Goldman Sachs Varlık Tahsisi Araştırmaları Başkanı Christian Mueller-Glissman, yatırımcıların pandemi sonrası dönemde portföy stratejilerini gözden geçirmeleri gerektiğini belirtti. Financial Times'ta yayımlanan yazısında, Mueller-Glissman, borsada daha hedefli portföylerin ön plana çıkacağını öngörüyor.

Faiz Oranlarındaki Artışın Etkileri

Faiz oranlarının 2022'de yükselmesiyle birlikte yatırımcılar büyük bir şok yaşadı. Geleneksel %60 hisse senedi ve %40 tahvil portföyleri, düşük enflasyon dönemlerinde oldukça iyi performans göstermiş olsa da, 2022 sonrası dönemde tahvillerin getirisi düştü. Bu durum, portföylerin yeniden değerlendirilmesini gerektirdi.

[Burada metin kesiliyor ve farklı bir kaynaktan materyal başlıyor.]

PR #113, opened 2016-10-20
Implement custom UI for the eligibility step.

syoung-smallwisdom:
Requires: https://github.com/ResearchKit/ResearchKit/pull/845


BridgeAppSDK/SBAToggleFormStep.swift
```diff
@@ -0,0 +1,170 @@
...
+    public func numberOfRows(inSection section: Int) -> Int {
+        return self.formItems?.count ?? 0
+    }
+    
+    public func reuseIdentifierForRow(at indexPath: IndexPath) -> String {
+        return SBAToggleTableViewCell.reuseIdentifier
+    }
+    
+    let minCellHeight: CGFloat = 120
+    let maxCellHeight: CGFloat = 175
```
Erin-Mounts: Could these be defined as constraints in the storyboard instead of being hardcoded?

Erin-Mounts (approved):
Question about hardcoded size constraints, otherwise looks good, merge when ready

BridgeAppSDK/SBAToggleFormStep.swift
syoung-smallwisdom: Doesn't use a storyboard but should be possible to use IBDesignable properties. I'll look into it.

Erin-Mounts:
looks good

Yeni Dönemde Optimal Portföy Dağılımı

Christian Mueller-Glissman, Nobel ödüllü Harry Markowitz'in modern portföy teorisine atıfta bulunarak, yatırımcıların risk toleransına göre çeşitlendirilmiş optimal portföyler oluşturması gerektiğini vurguluyor. Son 10 yılda yaşanan dalgalanmalar, optimal varlık karışımının nadiren %60 hisse senedi ve %40 tahvil şeklinde kalabildiğini gösterdi. Ancak, önümüzdeki on yıl için daha dengeli bir yaklaşım öneriliyor.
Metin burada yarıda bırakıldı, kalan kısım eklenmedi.